──────── DATA IN THIS EXERCISE ────────

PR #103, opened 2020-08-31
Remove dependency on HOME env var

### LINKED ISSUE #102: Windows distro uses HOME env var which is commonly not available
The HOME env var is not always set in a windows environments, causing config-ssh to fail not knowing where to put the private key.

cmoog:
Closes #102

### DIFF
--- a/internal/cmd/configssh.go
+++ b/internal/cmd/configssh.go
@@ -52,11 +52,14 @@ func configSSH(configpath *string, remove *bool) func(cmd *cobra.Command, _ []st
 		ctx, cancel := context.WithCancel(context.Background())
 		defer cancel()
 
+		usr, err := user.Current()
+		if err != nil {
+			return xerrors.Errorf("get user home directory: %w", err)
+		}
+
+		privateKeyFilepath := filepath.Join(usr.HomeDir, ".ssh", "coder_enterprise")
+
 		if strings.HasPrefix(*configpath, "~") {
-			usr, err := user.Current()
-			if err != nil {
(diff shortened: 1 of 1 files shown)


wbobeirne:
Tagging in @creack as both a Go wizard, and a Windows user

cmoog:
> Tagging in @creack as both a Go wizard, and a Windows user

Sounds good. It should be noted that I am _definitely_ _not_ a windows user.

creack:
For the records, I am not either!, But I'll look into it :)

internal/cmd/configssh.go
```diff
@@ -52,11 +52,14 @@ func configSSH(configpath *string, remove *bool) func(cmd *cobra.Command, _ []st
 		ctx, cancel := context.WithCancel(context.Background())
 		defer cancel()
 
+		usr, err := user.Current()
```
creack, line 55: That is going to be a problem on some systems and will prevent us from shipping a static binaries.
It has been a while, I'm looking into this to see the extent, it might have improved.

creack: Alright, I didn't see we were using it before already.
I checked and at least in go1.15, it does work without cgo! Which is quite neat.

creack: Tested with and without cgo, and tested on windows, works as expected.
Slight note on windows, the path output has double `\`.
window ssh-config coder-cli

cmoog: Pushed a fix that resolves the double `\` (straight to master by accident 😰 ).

────────
──────── DATA IN THIS EXERCISE ────────

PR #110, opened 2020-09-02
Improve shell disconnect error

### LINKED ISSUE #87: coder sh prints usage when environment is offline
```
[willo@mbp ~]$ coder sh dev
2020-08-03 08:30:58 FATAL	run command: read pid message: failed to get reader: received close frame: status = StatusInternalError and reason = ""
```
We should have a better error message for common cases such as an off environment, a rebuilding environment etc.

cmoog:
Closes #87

────────

PROBLEM: Everything from the line with "(diff shortened: 1 of 1 files shown)" through the line with "cmoog: Pushed a" in the listing above must be retyped exactly, with nothing added.

RESULT OF THE EXERCISE:
(diff shortened: 1 of 1 files shown)


wbobeirne:
Tagging in @creack as both a Go wizard, and a Windows user

cmoog:
> Tagging in @creack as both a Go wizard, and a Windows user

Sounds good. It should be noted that I am _definitely_ _not_ a windows user.

creack:
For the records, I am not either!, But I'll look into it :)

internal/cmd/configssh.go
```diff
@@ -52,11 +52,14 @@ func configSSH(configpath *string, remove *bool) func(cmd *cobra.Command, _ []st
 		ctx, cancel := context.WithCancel(context.Background())
 		defer cancel()
 
+		usr, err := user.Current()
```
creack, line 55: That is going to be a problem on some systems and will prevent us from shipping a static binaries.
It has been a while, I'm looking into this to see the extent, it might have improved.

creack: Alright, I didn't see we were using it before already.
I checked and at least in go1.15, it does work without cgo! Which is quite neat.

creack: Tested with and without cgo, and tested on windows, works as expected.
Slight note on windows, the path output has double `\`.
window ssh-config coder-cli

cmoog: Pushed a fix that resolves the double `\` (straight to master by accident 😰 ).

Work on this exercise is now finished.